Issue #445, opened 2026-08-23
Enable real engines from `cloudemu serve`


NitinKumar004:
The opt-in real data-plane engines are wired only through the in-process library. In `cmd/cloudemu/serve.go` the providers are built with `cloudemu.NewAWS(opts...)` (and the Azure/GCP/OCI equivalents), but the engine options — `config.WithDatabaseEngine`, `WithCacheEngine`, `WithFunctionEngine`, `WithComputeEngine`, `WithContainerEngine`, `WithStorageEngine` — are never passed there, so a running `cloudemu serve` is always pure in-memory.

## What to build
- Flags/env on `cloudemu serve` to enable each engine (e.g. `--engine-db`, `--engine-cache`, … or `CLOUDEMU_ENGINE_*`).
- Translate them into the matching `config.With*Engine(...)` options and pass them into the `New{AWS,Azure,GCP}(opts...)` calls in `serve.go`.
- Document which flags need Docker: the no-Docker engines live in `contrib/realengine`, the Docker-backed ones in `contrib/dockerengine`.

## Where
`cmd/cloudemu/serve.go`, `config/`, `contrib/realengine`, `contrib/dockerengine`. Related: #428.

PR #884, opened 2026-08-30
refactor(serve): extract shared serve flags into server/serveflags so the lean and :engines binaries can't drift (#445)

NitinKumar004:
## What & why

The two standalone-server entrypoints — the lean `cmd/cloudemu serve` (CGO-off, zero-dep static binary) and the batteries-included `contrib/server` (the `:engines` image) — hand-duplicated ~30 command-line flags. They were kept in lockstep only by a comment and a persist-only mirror test, so any new or renamed flag could silently drift between the two mains.

This PR (part of #445) extracts the shared flags into a new dependency-light core package, `server/serveflags`, that both mains build from. The refactor is behavior-preserving: for identical args the resulting `serverkit.Config` is unchanged.

## New package: `server/serveflags`

Imports only `flag`, `fmt`, `os`, `strings`, `time`, `config`, and `serverkit` — never an engine constructor or a contrib package, so the lean binary stays free of the heavy engine deps (embedded-postgres, miniredis, go-redis, Docker SDK).

- `CommonConfig` — the full shared flag set (providers, host/advertise-host, ports, identity, latency, TLS, persistence, init-dir, enforce-auth, k8s-progression, …).
- `RegisterCommon(fs, *CommonConfig, getenv)` — registers all common flags; `getenv` is injectable so the env-backed defaults stay testable (cmd passes `os.Getenv`).
- `(*CommonConfig).Validate()` — owns the cross-field rules both mains shared: `--tls-cert`/`--tls-key` must be paired, `--persist` requires `--state-file`.
- `(*CommonConfig).ToServerkitConfig(providers)` — maps the flags onto `serverkit.Config`, seeding `BaseOptions` with the three identity options.
- `ParseProviders(string)` — the folded provider parser.
- `StringList` — the repeatable `--tls-host` flag value.
- `EngineFlags` / `IsEngineFlag` — the single shared list of real-engine selectors (db/cache/functions/compute/containers/storage/storage-dir/all-real) that both sides range over.

## Both mains slimmed onto it

- `cmd/cloudemu/serve.go` registers its common flags via `RegisterCommon`, validates via `Validate`, and builds the config via `ToServerkitConfig`. The PR-1 engine-discoverability detector now reads `serveflags.EngineFlags` / `IsEngineFlag` (local duplicate removed). Behavior identical.
- `contrib/server/main.go` registers only the engine selectors plus `RegisterCommon`.
- `contrib/server/app.go` control-flow change: identity options now build inside `ToServerkitConfig`, so the engine options are appended to `cfg.BaseOptions` **after** calling it (rather than merging identity+engine before). The engine wiring — `buildEngineOptions`, the MODE table, and the Docker degrade path — is untouched.

## Guards

- **Drift guard** — `serveflags` pins the registered common-flag name set + shared-constant defaults; each main has a mirror test asserting it builds its FlagSet from `RegisterCommon` (names + defaults), and contrib asserts its engine-flag names equal `EngineFlags`. A common flag added/renamed in only one place fails a test.
- **Dep guard** — a test shells `go list -deps .` for the lean binary and fails if any of `embedded-postgres`, `miniredis`, `go-redis`, or `docker/docker` appears, proving the lean binary and `serveflags` stay engine-dep-free.

Zero change to the option/engine/teardown machinery (`config/engine.go`, `EngineClosers`, `Provider.Close`, `serverkit.closeProviders`, the `exportMu` guard).

Note: the only intended user-visible change is `contrib/server`'s `--enforce-auth --help` text, now unified to the fuller SigV4/Bearer usage string (both mains share one usage string).

### DIFF
--- a/cmd/cloudemu/lean_deps_test.go
+++ b/cmd/cloudemu/lean_deps_test.go
@@ -1,0 +1,39 @@
+package main
+
+import (
+	"os/exec"
+	"strings"
+	"testing"
+)
+
+// engineModulePaths are the heavy real-engine dependencies that must never reach
+// the lean cloudemu binary. They live only in the :engines image (contrib/server);
+// the shared server/serveflags package the lean binary now builds from is
+// deliberately dep-light so pulling it in cannot drag these along. This is the
+// structural guard against the "compile engines into the lean binary" trap.
+//
+//nolint:gochecknoglobals // test fixture: the forbidden engine module paths
+var engineModulePaths = []string{
+	"github.com/fergusstrange/embedded-postgres",
+	"github.com/alicebob/miniredis",
+	"github.com/redis/go-redis",
+	"github.com/docker/docker",
+}
+
+// TestLeanBinaryHasNoEngineDeps shells `go list -deps .` for the lean binary and
+// fails if any forbidden engine module appears in its transitive dependency
+// graph. It proves both the lean binary and server/serveflags stay engine-free.
+func TestLeanBinaryHasNoEngineDeps(t *testing.T) {
+	out, err := exec.Command("go", "list", "-deps", ".").CombinedOutput()
+	if err != nil {
+		t.Fatalf("go list -deps .: %v\n%s", err, out)
+	}
+
+	deps := string(out)
+
+	for _, mod := range engineModulePaths {
+		if strings.Contains(deps, mod) {
+			t.Errorf("lean binary transitively depends on engine module %q — it must stay engine-free", mod)
+		}
+	}
+}
--- a/cmd/cloudemu/persist_flags_test.go
+++ b/cmd/cloudemu/persist_flags_test.go
@@ -3,6 +3,7 @@ package main
 import (
 	"testing"
 
+	"github.com/stackshy/cloudemu/v2/server/serveflags"
 	"github.com/stackshy/cloudemu/v2/server/serverkit"
 )
 
@@ -13,7 +14,7 @@ func TestServePersistFlagDefaults(t *testing.T) {
 	t.Setenv("CLOUDEMU_PERSIST_STRATEGY", "")
 	t.Setenv("CLOUDEMU_PERSIST_INTERVAL", "")
 
-	var c serveConfig
+	var c serveflags.CommonConfig
 	fs := newServeFlagSet(&c)
 
 	strat := fs.Lookup("persist-strategy")
@@ -39,11 +40,11 @@ func TestServePersistFlagDefaults(t *testing.T) {
 		t.Fatal(err)
 	}
 
-	if c.persistStrategy != "on-request" {
-		t.Fatalf("parsed strategy = %q, want on-request", c.persistStrategy)
+	if c.PersistStrategy != "on-request" {
+		t.Fatalf("parsed strategy = %q, want on-request", c.PersistStrategy)
 	}
 
-	if c.persistInterval.String() != "3s" {
-		t.Fatalf("parsed interval = %q, want 3s", c.persistInterval)
+	if c.PersistInterval.String() != "3s" {
+		t.Fatalf("parsed interval = %q, want 3s", c.PersistInterval)
 	}
 }
--- a/cmd/cloudemu/serve.go
+++ b/cmd/cloudemu/serve.go
@@ -7,16 +7,11 @@ import (
 	"fmt"
 	"os"
 	"os/signal"
-	"strings"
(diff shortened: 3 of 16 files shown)


NitinKumar004 (commented):
Reviewed the pushed commit (e27b3f09) directly, not the description.

**Gates (clean-built the pushed commit):**
- `go test -count=1 ./server/serveflags/... ./cmd/... .` — pass
- `go test ./server/...` — all packages pass, including `server/serveflags` and `server/serverkit`
- `contrib/server`: `go build ./...` and `go test ./...` — pass, including the Postgres/Redis e2e (`TestBatteriesServerE2E`) and the identity-preservation e2e (`TestBatteriesServerIdentityPreserved`)
- `golangci-lint` on `./server/serveflags/...` and `./cmd/cloudemu/...`, and separately on `./contrib/server/...`: 0 new issues. The 14 issues golangci-lint reports under `cmd/cloudemu` are pre-existing (`main.go`/`lifecycle.go`/`net.go`/`snapshot.go`, none of which this PR touches) and byte-identical to `development`.

**Behavior-preservation (the core bar):** Diffed the old `cmd/cloudemu/serve.go:toServerkitConfig` and old `contrib/server/app.go:serverkitConfig` against the new `serveflags.CommonConfig.ToServerkitConfig` field by field — every `serverkit.Config` field is carried over identically (ports map, K8s progression, persist strategy/interval, TLS, admin, enforce-auth, endpoints file, shutdown timeout). Identity `BaseOptions` order is still account→region→project in both entrypoints; `contrib/server/app.go` appends engine options to `BaseOptions` *after* `ToServerkitConfig` builds it, which yields the same final order (identity, then engine) as the old pre-merged slice — confirmed by `TestBatteriesServerIdentityPreserved`. `Out` is correctly overridden to `cfg.out` in `contrib/server/app.go:27` after the shared config builds it (which otherwise hardcodes `os.Stdout`), so contrib's injectable banner sink for tests still works.

**Dep-light constraint:** `go list -deps ./server/serveflags` and `go list -deps ./cmd/cloudemu` show zero occurrences of `embedded-postgres`, `miniredis`, `go-redis`, or `docker/docker` (the only "postgres" hits are the unrelated `providers/azure/postgresflex` mock service). `cmd/cloudemu/lean_deps_test.go` genuinely shells `go list -deps .` and greps precise module paths — not a stub.

**Drift guards:** `server/serveflags/serveflags_test.go:TestRegisterCommonNameSet` pins the flag-name set as an independent literal list (not derived from `RegisterCommon` itself), so a flag added/renamed/dropped inside `RegisterCommon` without updating the test fails it — this is a real guard, not tautological. `TestBatteriesEngineFlagNamesMatchSharedList` cross-checks contrib's hardcoded `registerEngineFlags` literals against `serveflags.EngineFlags` independently, so an engine-flag rename in only one place fails it. The two per-main mirror tests (`TestServeRegistersEveryCommonFlag`, `TestBatteriesRegistersEveryCommonFlag`) only assert that each main's FlagSet is a superset of `RegisterCommon`'s names/defaults — they wouldn't catch a stray flag hand-added directly in one main's registration code outside `RegisterCommon`. Minor, non-blocking: the refactor structurally eliminates most of that risk (there's no duplicated implementation left to drift from), but the guard isn't symmetric.

**Validate()/engine-detection/getenv:** `--tls-cert`/`--tls-key` XOR and `--persist`⇒`--state-file` checks are identical to the old inline checks in both mains, same order of precedence per binary as before. PR-1's stub-flags + `fs.Visit` engine detection is preserved verbatim (just reads `serveflags.EngineFlags`/`IsEngineFlag`); `TestServeAccountIDValueIsNotAnEngineFlag` (the `--account-id --db` false-positive guard) still passes. `contrib/server/engines.go` (buildEngineOptions/MODE table/degrade/`--all-real`) is untouched by this diff. `RegisterCommon`'s injected `getenv` is threaded correctly — cmd passes `os.Getenv`, contrib's tests pass stubs, and `TestRegisterCommonEnvFallback` exercises persist/k8s-progression env fallbacks.

**Layering:** confirmed one-directional — `server/serverkit` has zero references to `server/serveflags`; only `serveflags.go`/`serveflags_test.go` import `serverkit`.

One user-visible change, correctly called out in the PR description: `contrib/server`'s `--enforce-auth` usage text is now the fuller SigV4/Bearer string (previously only `cmd/cloudemu` had it) — no test pins the old shorter string, so nothing breaks.

No blocking or major issues found. Approving.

——

- Instructions to follow -
Wherever the line holding "- Translate them" falls in the entries above, copy exactly from it through the line holding "The two standalone-server", inclusive, and add nothing.

- Exercise result -
- Translate them into the matching `config.With*Engine(...)` options and pass them into the `New{AWS,Azure,GCP}(opts...)` calls in `serve.go`.
- Document which flags need Docker: the no-Docker engines live in `contrib/realengine`, the Docker-backed ones in `contrib/dockerengine`.

## Where
`cmd/cloudemu/serve.go`, `config/`, `contrib/realengine`, `contrib/dockerengine`. Related: #428.

PR #884, opened 2026-08-30
refactor(serve): extract shared serve flags into server/serveflags so the lean and :engines binaries can't drift (#445)

NitinKumar004:
## What & why

The two standalone-server entrypoints — the lean `cmd/cloudemu serve` (CGO-off, zero-dep static binary) and the batteries-included `contrib/server` (the `:engines` image) — hand-duplicated ~30 command-line flags. They were kept in lockstep only by a comment and a persist-only mirror test, so any new or renamed flag could silently drift between the two mains.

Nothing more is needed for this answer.